→ EXERCISE DETAILS
Check each line of the entries below for the word "GatewayCertgenJob", then state how many lines have it and nothing more.

(Records from a data source)
....

PR #3638, opened 2024-12-09
Add Gateway API and Envoy Gateway install to Calico Enterprise

nelljerram:
## For PR author

- [ ] Tests for change.

## For PR reviewers

- [ ] Appropriate labels:


api/v1/gatewayapi_types.go
```diff
@@ -0,0 +1,129 @@
...
+	metav1.TypeMeta `json:",inline"`
+	metav1.ListMeta `json:"metadata,omitempty"`
+	Items           []GatewayAPI `json:"items"`
+}
+
+func init() {
+	SchemeBuilder.Register(&GatewayAPI{}, &GatewayAPIList{})
+}
+
+// Optional customization of the gateway controller deployment.
```
rene-dekker, line 51: nit: While the documentation in this file is well written, it violates the linter in Goland and https://go.dev/doc/comment for not starting the comments of exported variables/funcs with the name of the exported variables/funcs.

pkg/controller/gatewayapi/gatewayapi_controller.go
```diff
@@ -0,0 +1,182 @@
...
+const ResourceName string = "gatewayapi"
+
+var log = logf.Log.WithName("controller_gatewayapi")
+
+// Add creates a new GatewayAPI Controller and adds it to the Manager. The Manager will set fields on the Controller
+// and Start it when the Manager is Started.
+//
+// Start Watches within the Add function for any resources that this controller creates or monitors. This will trigger
+// calls to Reconcile() when an instance of one of the watched resources is modified.
+func Add(mgr manager.Manager, opts options.AddOptions) error {
```
rene-dekker, line 49: If enterprise CRDs do not exist, this should probably exit, otherwise it will try to establish watches for unregistered kinds and crash.

nelljerram: Thanks, I added that gate.

api/v1/gatewayapi_types.go
nelljerram: I'm not sure about this.  It seems to me like an unnatural restriction.  Can you configure Goland not to expect this?

Brian-McM: We certainly could but goland is following golang comment standards where every exported function comment should start with the function name. I think this has to do with generating go docs.

nelljerram: Can you provide a reference?

Brian-McM: [This](https://go.dev/blog/godoc) blog post states the convention:

```
Notice this comment is a complete sentence that begins with the name of the element it describes. This important convention allows us to generate documentation in a variety of formats, from plain text to HTML to UNIX man pages, and makes it read better when tools truncate it for brevity, such as when they extract the first line or sentence.
```

Looking at the updated documentation though [here](https://go.dev/doc/comment) that the older blog post references I don't see any mention of that, however, all the examples of the exported functions use this convention.

Also to clarify, this isn't goland exactly, this is the golang linter that's catching these (which goland itself uses).

I think there's lots of posts about this if you google it, maybe there's a reason why it's not needed anymore but I find comments supporting that it helps doc generation.

Personally I think it would be best to just stick with this convention unless there's some compelling reason not to, I had thought that this was already an adopted convention at tigera.

pkg/render/gateway_api.go
```diff
@@ -0,0 +1,526 @@
...
+const (
+	GatewayAPIName                      = "gateway-api"
+	GatewayControllerLabel              = GatewayAPIName + "-controller"
+	EnvoyGatewayConfigName              = "envoy-gateway-config"
+	EnvoyGatewayConfigKey               = "envoy-gateway.yaml"
+	EnvoyGatewayDeploymentContainerName = "envoy-gateway"
+	EnvoyGatewayJobContainerName        = "envoy-gateway-certgen"
+)
+
+func GatewayAPIResourcesGetter() func() *gatewayAPIResources {
```
Brian-McM, line 82: This doesn't seem like something we need to have happen at run time since it will never change but it's redone multiple times when reconciliation happens. This seems to provide an unneeded source of panics that could be caught at build time.

Instead, could we just generate the structures here from the yaml at build time and save them to a file, similar to how we generate the version structures https://github.com/tigera/operator/tree/master/hack/gen-versions using go template?

api/v1/gatewayapi_types.go
```diff
@@ -0,0 +1,296 @@
...
+	metav1 "k8s.io/apimachinery/pkg/apis/meta/v1"
+)
+
+// GatewayAPISpec has fields that can be used to customize our GatewayAPI support.
+type GatewayAPISpec struct {
+	// Allow optional customization of the gateway controller deployment.
+	GatewayControllerDeployment *GatewayControllerDeployment `json:"gatewayControllerDeployment,omitempty"`
+
+	// Allow optional customization of the gateway certgen job.
+	GatewayCertgenJob *GatewayCertgenJob `json:"gatewayCertgenJob,omitempty"`
```
rene-dekker, line 31: I think we generally write out api field names. I am assuming Certgen stands for Certificate Generation, meaning it is two words and both words should be capitalized in the field name as well.

pkg/render/gateway_api.go
```diff
@@ -0,0 +1,507 @@
...
+		objs[i] = objs[i].DeepCopyObject().(client.Object)
+	}
+
+	// Substitute possibly modified image names into the envoy-gateway-config.
+	envoyGatewayConfig := resources.envoyGatewayConfig.DeepCopyObject().(*envoyapi.EnvoyGateway)
+	envoyGatewayConfig.Provider.Kubernetes.RateLimitDeployment.Container.Image = &pr.envoyRatelimitImage
+	envoyGatewayConfig.Provider.Kubernetes.ShutdownManager.Image = &pr.envoyGatewayImage
+
+	// Add pull secrets into the envoy-gateway-config, insofar as the API allows this.  (In
+	// other words, currently only for the ratelimit image.  So effectively the gateway image
```
rene-dekker, line 423: Is this comment correct? It looks like you are able to set the pull secret on the deployment  in line 447.

pkg/render/gateway_api.go
```diff
@@ -0,0 +1,507 @@
...
+	certgenJob.Spec.Template.Spec.ImagePullSecrets = append(
+		certgenJob.Spec.Template.Spec.ImagePullSecrets,
+		secret.GetReferenceList(pr.cfg.PullSecrets)...)
+
+	// Apply customizations from the GatewayCertgenJob field of the GatewayAPI CR.
+	rcomp.ApplyJobOverrides(certgenJob, pr.cfg.GatewayAPI.Spec.GatewayCertgenJob)
+
+	objs = append(objs, certgenJob)
+
+	objs = append(objs, secret.ToRuntimeObjects(secret.CopyToNamespace(resources.namespace.Name, pr.cfg.PullSecrets...)...)...)
```
rene-dekker, line 475: I was wondering if it would be better to render the pull secrets before you render the deployments to avoid k8s v1/Events, like `FailedToRetrieveImagePullSecret`.

pkg/controller/gatewayapi/gatewayapi_controller.go
```diff
@@ -0,0 +1,187 @@
...
+	operatorv1 "github.com/tigera/operator/api/v1"
+	"github.com/tigera/operator/pkg/controller/options"
+	"github.com/tigera/operator/pkg/controller/status"
+	"github.com/tigera/operator/pkg/controller/utils"
+	"github.com/tigera/operator/pkg/controller/utils/imageset"
+	"github.com/tigera/operator/pkg/ctrlruntime"
+	"github.com/tigera/operator/pkg/render"
+)
+
+const ResourceName string = "gatewayapi"
```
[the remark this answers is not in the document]
nelljerram: Thanks, removed.

pkg/controller/gatewayapi/gatewayapi_controller.go
```diff
@@ -0,0 +1,187 @@
...
+	}
+
+	pullSecrets, err := utils.GetNetworkingPullSecrets(installation, r.client)
+	if err != nil {
+		r.status.SetDegraded(operatorv1.ResourceReadError, "Error retrieving pull secrets", err, reqLogger)
+		return reconcile.Result{}, err
+	}
+
+	// Get the GatewayAPI CR.
+	gatewayAPI := &operatorv1.GatewayAPI{}
```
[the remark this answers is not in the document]
nelljerram: Makes sense, thanks!

pkg/controller/gatewayapi/gatewayapi_controller.go
```diff
@@ -0,0 +1,187 @@
...
+		r.status.SetDegraded(operatorv1.ResourceReadError, "Error querying for GatewayAPI CR", err, reqLogger)
+		return reconcile.Result{}, err
+	}
+	r.status.OnCRFound()
+
+	// Render CRDs.  For these we specify nil for the owning CR - i.e. no ownership - so that
+	// the CRDs are left in place even if the GatewayAPI CR is removed again.  This is in case
+	// the customer uses a second (or more) implementation of the Gateway API in addition to the
+	// one that we are providing here.
+	crdComponent := render.NewPassthrough(render.GatewayAPICRDs(log)...)
```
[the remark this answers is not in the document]
nelljerram: I've invented a concept of a component handler having "create only" operation.  PTAL https://github.com/tigera/operator/pull/3638/commits/ecb23158ff65eb40cd0c5bb682ed1a2708ebbe03

hack/gen-versions/enterprise.go.tpl
```diff
@@ -357,6 +357,25 @@ var (
 		Registry: "{{ .Registry }}",
 	}
 {{- end }}
+
+	ComponentGatewayAPIEnvoyGateway = Component{
```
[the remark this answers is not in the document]
nelljerram: Thanks, done; good catch.

pkg/render/gateway_api_resources.yaml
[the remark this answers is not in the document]
nelljerram: Nice, thanks.

pkg/render/gateway_api.go
nelljerram: Thanks.  I wasn't sure if I could fully rely on the object ordering, and hence if the ordering really mattered.  But it makes sense that it would do.

pkg/render/gateway_api.go
nelljerram: Ah yes, you are right.  I thought the envoy coding and config was still missing a way to set pull secrets for the "ShutdownManager" image - because the config only allows setting an image - but in fact pull secrets are set at the pod level and so the handling at
```
	envoyGatewayConfig.Provider.Kubernetes.RateLimitDeployment.Pod.ImagePullSecrets = secret.GetReferenceList(pr.cfg.PullSecrets)
```
actually covers the "ShutdownManager" image as well as the "RateLimit" image.

pkg/controller/gatewayapi/gatewayapi_controller.go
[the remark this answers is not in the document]
Brian-McM: How is this going to work when we've updated our CRDs and need to apply the changes?

I think we need to instead know if we're managing the installation or the customer is doing it (as @rene-dekker points allude to).

@rene-dekker, how are we doing this for prometheus and eck? I think prometheus requires a different insallation step, but I can't remember what we do for eck.

pkg/render/gateway_api.go
nelljerram: I think it's already doing what you think it should do.  In other words, it only reads and parses the YAML once. The only reason for the slightly odd (to you) form is to have the `resources` cache and associated lock internal to the function, instead of being globals that other code might accidentally misuse.

pkg/controller/gatewayapi/gatewayapi_controller.go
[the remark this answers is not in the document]
rene-dekker: We discussed this offline and decided to follow up with the right approach for CRDs.

rene-dekker (approved):
lgtm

....

→ PROBLEM SOLUTION
3